▶ [PROBLEM STATEMENT] Go over the listing that follows and work out how many lines have the string "pvcName"; reply with the number by itself.

:::

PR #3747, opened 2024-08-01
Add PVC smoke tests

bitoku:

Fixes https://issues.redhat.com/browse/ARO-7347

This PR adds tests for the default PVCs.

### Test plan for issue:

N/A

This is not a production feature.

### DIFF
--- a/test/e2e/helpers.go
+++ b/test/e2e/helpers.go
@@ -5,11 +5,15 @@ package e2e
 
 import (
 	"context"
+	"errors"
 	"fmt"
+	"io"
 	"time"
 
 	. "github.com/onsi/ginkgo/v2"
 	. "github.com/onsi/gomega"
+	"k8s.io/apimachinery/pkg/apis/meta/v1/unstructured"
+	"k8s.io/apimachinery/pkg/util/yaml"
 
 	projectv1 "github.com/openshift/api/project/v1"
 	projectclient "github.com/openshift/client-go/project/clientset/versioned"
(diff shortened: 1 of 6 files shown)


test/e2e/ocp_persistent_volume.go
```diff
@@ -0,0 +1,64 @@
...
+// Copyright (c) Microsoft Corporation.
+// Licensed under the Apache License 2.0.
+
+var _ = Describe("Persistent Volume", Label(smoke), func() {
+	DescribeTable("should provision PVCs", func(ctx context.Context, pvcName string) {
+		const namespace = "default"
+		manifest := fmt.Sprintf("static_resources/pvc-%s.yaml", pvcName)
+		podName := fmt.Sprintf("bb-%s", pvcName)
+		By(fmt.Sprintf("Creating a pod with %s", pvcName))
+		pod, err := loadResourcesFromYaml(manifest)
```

:::

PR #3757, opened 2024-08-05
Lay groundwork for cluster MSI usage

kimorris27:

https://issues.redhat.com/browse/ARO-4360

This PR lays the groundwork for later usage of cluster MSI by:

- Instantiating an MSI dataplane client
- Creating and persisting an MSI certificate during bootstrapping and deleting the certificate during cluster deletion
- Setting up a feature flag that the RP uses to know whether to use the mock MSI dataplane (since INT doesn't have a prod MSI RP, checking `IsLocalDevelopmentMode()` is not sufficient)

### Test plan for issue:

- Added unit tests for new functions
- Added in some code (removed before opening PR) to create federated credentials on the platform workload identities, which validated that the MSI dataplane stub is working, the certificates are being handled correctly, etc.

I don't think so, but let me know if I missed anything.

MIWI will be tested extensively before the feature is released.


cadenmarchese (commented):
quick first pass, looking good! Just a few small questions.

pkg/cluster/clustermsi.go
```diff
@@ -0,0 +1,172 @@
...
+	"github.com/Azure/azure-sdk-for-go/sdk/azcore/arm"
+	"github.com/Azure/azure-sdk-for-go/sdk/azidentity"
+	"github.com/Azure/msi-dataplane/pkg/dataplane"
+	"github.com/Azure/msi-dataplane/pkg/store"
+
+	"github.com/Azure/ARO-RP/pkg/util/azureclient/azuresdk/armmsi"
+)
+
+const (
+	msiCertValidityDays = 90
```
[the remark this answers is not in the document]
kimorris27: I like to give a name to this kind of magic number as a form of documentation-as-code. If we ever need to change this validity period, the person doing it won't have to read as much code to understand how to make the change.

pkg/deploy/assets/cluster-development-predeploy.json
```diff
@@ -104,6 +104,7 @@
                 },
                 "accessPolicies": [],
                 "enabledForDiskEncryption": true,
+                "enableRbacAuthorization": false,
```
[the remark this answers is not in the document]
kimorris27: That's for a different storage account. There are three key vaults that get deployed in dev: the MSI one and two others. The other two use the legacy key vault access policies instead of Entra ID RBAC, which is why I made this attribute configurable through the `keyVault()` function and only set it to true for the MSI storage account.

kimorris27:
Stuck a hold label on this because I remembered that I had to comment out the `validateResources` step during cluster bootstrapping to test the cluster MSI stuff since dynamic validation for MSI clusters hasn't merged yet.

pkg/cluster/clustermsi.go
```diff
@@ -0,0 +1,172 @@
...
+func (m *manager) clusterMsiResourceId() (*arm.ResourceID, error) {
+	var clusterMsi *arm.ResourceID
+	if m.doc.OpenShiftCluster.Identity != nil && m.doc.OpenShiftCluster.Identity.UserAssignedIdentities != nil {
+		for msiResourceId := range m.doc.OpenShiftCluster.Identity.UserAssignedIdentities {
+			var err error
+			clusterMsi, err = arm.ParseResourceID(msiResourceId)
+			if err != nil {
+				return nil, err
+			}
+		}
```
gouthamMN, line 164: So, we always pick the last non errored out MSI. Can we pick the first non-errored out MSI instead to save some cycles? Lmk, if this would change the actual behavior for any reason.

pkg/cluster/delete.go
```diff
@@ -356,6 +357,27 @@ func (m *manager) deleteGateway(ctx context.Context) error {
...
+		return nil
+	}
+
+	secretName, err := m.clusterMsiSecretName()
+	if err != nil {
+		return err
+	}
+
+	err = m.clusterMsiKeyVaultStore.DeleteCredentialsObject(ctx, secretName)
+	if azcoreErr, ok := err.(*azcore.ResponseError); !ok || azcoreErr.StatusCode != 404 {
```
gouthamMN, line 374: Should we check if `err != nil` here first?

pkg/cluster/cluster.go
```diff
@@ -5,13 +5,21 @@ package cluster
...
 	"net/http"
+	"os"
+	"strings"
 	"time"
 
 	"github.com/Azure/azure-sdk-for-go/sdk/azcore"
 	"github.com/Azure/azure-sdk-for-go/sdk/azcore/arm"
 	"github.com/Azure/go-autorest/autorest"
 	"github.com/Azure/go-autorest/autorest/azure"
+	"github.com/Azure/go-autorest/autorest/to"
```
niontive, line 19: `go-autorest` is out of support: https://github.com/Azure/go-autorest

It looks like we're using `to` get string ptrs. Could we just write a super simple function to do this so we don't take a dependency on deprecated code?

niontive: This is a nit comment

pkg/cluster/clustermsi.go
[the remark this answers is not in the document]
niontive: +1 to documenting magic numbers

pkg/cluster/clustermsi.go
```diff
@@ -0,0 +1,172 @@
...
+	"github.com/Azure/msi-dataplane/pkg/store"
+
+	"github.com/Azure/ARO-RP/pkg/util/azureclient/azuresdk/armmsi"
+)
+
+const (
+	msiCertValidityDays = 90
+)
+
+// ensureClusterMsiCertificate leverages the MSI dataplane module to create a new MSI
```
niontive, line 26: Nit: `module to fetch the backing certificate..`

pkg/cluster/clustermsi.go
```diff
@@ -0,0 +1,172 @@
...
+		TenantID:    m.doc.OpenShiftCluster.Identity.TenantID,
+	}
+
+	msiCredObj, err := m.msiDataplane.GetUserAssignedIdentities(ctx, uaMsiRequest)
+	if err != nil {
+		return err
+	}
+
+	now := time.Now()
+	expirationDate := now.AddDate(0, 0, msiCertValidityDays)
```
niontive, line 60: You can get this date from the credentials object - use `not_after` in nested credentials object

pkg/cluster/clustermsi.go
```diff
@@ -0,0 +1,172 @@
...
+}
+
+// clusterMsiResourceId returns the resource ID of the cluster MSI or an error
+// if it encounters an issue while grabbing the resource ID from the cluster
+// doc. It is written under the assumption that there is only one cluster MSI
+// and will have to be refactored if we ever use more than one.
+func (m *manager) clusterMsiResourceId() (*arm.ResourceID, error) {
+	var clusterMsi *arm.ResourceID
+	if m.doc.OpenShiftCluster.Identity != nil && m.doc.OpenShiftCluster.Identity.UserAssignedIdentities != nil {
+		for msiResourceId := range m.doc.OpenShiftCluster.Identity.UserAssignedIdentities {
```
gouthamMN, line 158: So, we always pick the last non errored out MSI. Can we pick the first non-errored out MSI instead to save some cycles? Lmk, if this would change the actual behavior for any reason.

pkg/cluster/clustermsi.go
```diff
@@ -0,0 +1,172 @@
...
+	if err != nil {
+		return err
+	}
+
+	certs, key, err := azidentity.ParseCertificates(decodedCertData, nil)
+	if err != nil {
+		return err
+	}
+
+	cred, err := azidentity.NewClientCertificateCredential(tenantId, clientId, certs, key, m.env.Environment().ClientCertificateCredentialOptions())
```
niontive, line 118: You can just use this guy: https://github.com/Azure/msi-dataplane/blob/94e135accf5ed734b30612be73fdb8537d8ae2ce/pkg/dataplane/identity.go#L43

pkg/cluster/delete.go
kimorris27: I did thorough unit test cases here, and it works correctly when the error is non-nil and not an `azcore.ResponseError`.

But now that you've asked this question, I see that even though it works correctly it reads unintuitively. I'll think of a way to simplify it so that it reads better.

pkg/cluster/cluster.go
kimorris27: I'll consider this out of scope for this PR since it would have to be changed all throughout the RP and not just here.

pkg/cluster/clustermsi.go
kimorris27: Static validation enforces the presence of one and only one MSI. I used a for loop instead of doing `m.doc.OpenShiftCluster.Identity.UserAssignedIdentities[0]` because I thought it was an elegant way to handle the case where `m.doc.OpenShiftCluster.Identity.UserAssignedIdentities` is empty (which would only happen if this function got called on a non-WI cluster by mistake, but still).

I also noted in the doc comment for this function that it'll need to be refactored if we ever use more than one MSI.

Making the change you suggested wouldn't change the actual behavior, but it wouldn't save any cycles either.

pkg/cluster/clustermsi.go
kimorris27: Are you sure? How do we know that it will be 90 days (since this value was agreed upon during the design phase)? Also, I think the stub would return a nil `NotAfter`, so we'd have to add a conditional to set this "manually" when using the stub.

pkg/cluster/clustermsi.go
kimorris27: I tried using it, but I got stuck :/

:::

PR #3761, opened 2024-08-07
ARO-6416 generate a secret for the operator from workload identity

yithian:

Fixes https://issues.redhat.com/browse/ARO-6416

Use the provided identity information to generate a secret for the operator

:::

▶ [WRITTEN ANSWER] 4